I've been asked to show the following: For a vector field $V$ on a semi-Riemannian manifold with metric $g$ that $$Div \cdot V = \frac{1}{\sqrt{\det(g)}}\partial_i\left(\sqrt{\det(g)}V^i\right)$$ I know we're supposed to use Christoffel symbols as well as a few matrix formulas, but I'm not sure how to proceed. In particular, we were given that for a (invertible) matrix $M$ with some parameter $s$, that $$\frac{d}{ds}\det M(s)=\det M(s) \cdot tr\left(M(s)^{-1}\frac{d}{ds}M(s)\right)$$ and $$\frac{d}{ds}(M(s)^{-1})=-M(s)^{-1}M'(s)M(s)^{-1}$$ Any help would be greatly appreciated.

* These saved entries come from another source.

Issue #5758, opened 2025-08-27
Android XR support


vaslabs:
I've been working to test mill's capabilities of building Android XR applications. While I managed to build and install it on a non-XR device, I haven't managed to actually test it yet.

It seems XR is only available for Windows and Mac. I have a Mac machine that I'm planning to test so I'm opening this issue to track progress and any issues

For reference, my current experiment is [here](https://developer.android.com/develop/xr/jetpack-xr-sdk/setup)

@souvlakias if you get the chance before me, to test this setup on your windows machine that'd be great!

vaslabs:
I've also tracked down the reason for needing:

```
  // TODO warns about classes that are shipped in devices
  override def androidR8Args = Seq("--map-diagnostics", "error", "warning")
```

most of the errors (that I realised with the XR extensions that are shipped with the devices) are because classes (such as `android.windows.sidecar.*` we usually find in jetpack compose apps) are expected to be present on supported devices.

So we are missing the functionality somewhere, that adds a rule to proguard to ignore this missing links

vaslabs:
Managed to run the XR device, but the app is crashing, seems these native libraries need to be packaged:

<img width="434" height="330" alt="Image" src="https://github.com/user-attachments/assets/e2b1097d-7aca-4d52-b37a-e4cf0ba00a1c" />

vaslabs:
we are missing functionality where we need to package any jni's with the apk

<img width="1327" height="53" alt="Image" src="https://github.com/user-attachments/assets/35ab7433-4e5f-4410-b3c7-f4573b57a056" />

vaslabs:
also, @souvlakias found an issue on windows, he's gonna be following up with a PR

vaslabs:
after fixing the native libs I get

```
java.lang.NoSuchMethodError: No virtual method createSystemRendererConnection(Landroid/app/Activity;Ljava/util/concurrent/Executor;)Lcom/android/extensions/xr/splitengine/SystemRendererConnection; in class Lcom/android/extensions/xr/XrExtensions; or its super classes (declaration of 'com.android.extensions.xr.XrExtensions' appears in /system_ext/framework/com.android.extensions.xr.jar)
```

which is either an issue with the dependency resolution, the rest of the xr dependencies, somehow getting it packaged or proguard rules not being picked from compiled deps and they do something with the method signatures.

but at the moment the 3 found issues are valid for all mainstream apks and will not dig deeper to XR for the time being

[...]

PR #5809, opened 2025-09-03
Android: Add proguard-common.txt

souvlakias:
## This PR resolves 2 issues:

- The need to add extra dependencies due to the R8 detecting internal android classes as missing ([Ref](https://github.com/com-lihaoyi/mill/issues/5758#issuecomment-3227733884))

- The need to pass `--map-diagnostics error warn` to r8 for the same reason.
Now the gradle and mill configurations look quite close to each other

### Motivation
In the thirdparty compose examples, classes such as `androidx.windows.sidecar.**` and `androidx.windows.extensions.**` are provided in runtime and R8 should not warn about them.
We found that AGP seems to [append](https://android.googlesource.com/platform/tools/base/+/refs/heads/studio-master-dev/build-system/gradle-core/src/main/java/com/android/build/gradle/ProguardFiles.java?autodive=0%2F%2F%2F%2F#145) this [common rules file](https://android.googlesource.com/platform/tools/base/+/refs/heads/studio-master-dev/build-system/gradle-core/src/main/java/com/android/build/gradle/ProguardFiles.java?autodive=0%2F%2F%2F%2F#145) in order to avoid such warnings.

### Changes
Added this file in `androidlib`'s resources and always pass it to R8.


example/thirdparty/android-compose-samples/build.mill
```diff
@@ -68,7 +64,7 @@ object JetLagged extends mill.api.Module {
       mvn"androidx.emoji2:emoji2:1.5.0",
       mvn"androidx.emoji2:emoji2-views:1.5.0",
       mvn"androidx.emoji2:emoji2-bundled:1.5.0",
-      mvn"androidx.window:window:1.4.0",
```
vaslabs, line 71: We should be able to completely remove this (window extensions)

libs/androidlib/src/mill/androidlib/AndroidR8AppModule.scala
```diff
@@ -137,6 +137,10 @@ trait AndroidR8AppModule extends AndroidAppModule {
       androidReleaseSettings()
   }
 
+  def androidR8ExtraRules: T[Seq[String]] = Task {
```
vaslabs: Guessing this is a leftover

vaslabs:
I'm suspecting the test apk must have a don't warn flag or even no minification or shrinking, but if this solves all the main apk packaging tasks to not need the error warn mapping, is a nice win

libs/androidlib/src/mill/androidlib/AndroidModule.scala
```diff
@@ -172,6 +172,16 @@ trait AndroidModule extends JavaModule { outer =>
     rules
   }
 
+  // Common Proguard Rules used by AGP
+  // Source: https://android.googlesource.com/platform/tools/base/+/refs/heads/studio-master-dev/build-system/gradle-core/src/main/resources/com/android/build/gradle/proguard-common.txt
+  def commonProguardFile: T[PathRef] = Task {
```
```suggestion
  def androidCommonProguardFile: T[PathRef] = Task {
```

vaslabs:
I have resolved the remaining issues and cleaned up some dependencies from the thirdparty compose samples, which I've also tested, probably androidtodo can be cleaned up from unnecessary dependencies too

vaslabs:
this PR resolves 2 issues:
- The need to add extra dependencies due to the R8 detecting internal android classes as missing
- The need to pass `--map-diagnostics error warn` to r8 for the same reason.

Now the gradle and mill configurations look quite close to each other

@souvlakias when you get the chance, could you update the PR description please (+with the above) and mark the PR as ready when it passes on our copy

vaslabs:
@lihaoyi @lefou this should be ready for review.

I think the failures are unrelated , bootstrap was just `Exception in thread "main" java.lang.Exception: Mill server process already present` . job's green in my copy

vaslabs:
it seems that this PR also fixes the slowness in androidtodo, there's 4 consecutive runs without a timeout, I'll keep an eye. but there were unneeded extra dependencies, which should make the example faster anyway

vaslabs:
heh, spoken too soon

The definition of divergence that we were given was $$Div \cdot V = \nabla_{\partial_i}V^i = \partial_iV^i+\Gamma_{ij}^iV^i$$
Best Answer
Let's work backwards.
The product rule gives $$\begin{align*} \frac{1}{\sqrt{\det g}}\partial_i\left(\sqrt{\det g}\,V^i \right) & = \frac{1}{\sqrt{\det g}}\left[ \sqrt{\det g}\ \partial_iV^i + \partial_i\left(\sqrt{\det g}\right)V^i \right] \\ & = \partial_iV^i + \frac{1}{\sqrt{\det g}}\partial_i\left(\sqrt{\det g}\right)V^i \\ & = \partial_iV^i + \frac{1}{\sqrt{\det g}} \frac{1}{2\sqrt{\det g}}\partial_i\left(\det g\right)V^i \end{align*}$$
We can now apply the formula for the derivative of a determinant to get: $$\begin{align*} \frac{1}{\sqrt{\det g}}\partial_i\left(\sqrt{\det g}\,V^i \right) & = \partial_iV^i + \frac{1}{2} \text{tr}(g^{-1}\partial_ig)\,V^i \\ & = \partial_iV^i + \frac{1}{2} \text{tr}(g^{jk}\partial_ig_{kl})\,V^i \\ & = \partial_iV^i + \frac{1}{2} g^{jk} \partial_i g_{kj}\,V^i \end{align*}$$
Now, it is a general fact that for the Levi-Civita connection, the Christoffel symbols satisfy $$\partial_ig_{kj} = \Gamma^l_{ik}g_{lj} + \Gamma^l_{ij}g_{kl}.$$ Therefore, $$\begin{align*} \frac{1}{\sqrt{\det g}}\partial_i\left(\sqrt{\det g}\,V^i \right) & = \partial_iV^i + \frac{1}{2} g^{jk} \left(\Gamma^l_{ik}g_{lj} + \Gamma^l_{ij}g_{kl} \right)\,V^i \\ & = \partial_iV^i + \frac{1}{2}\left(\Gamma^l_{ik}\delta^k_l + \Gamma^l_{ij}\delta^j_l \right)\,V^i \\ & = \partial_iV^i + \Gamma^l_{il}\,V^i \\ & = Div \cdot V \end{align*}$$ as was to be shown.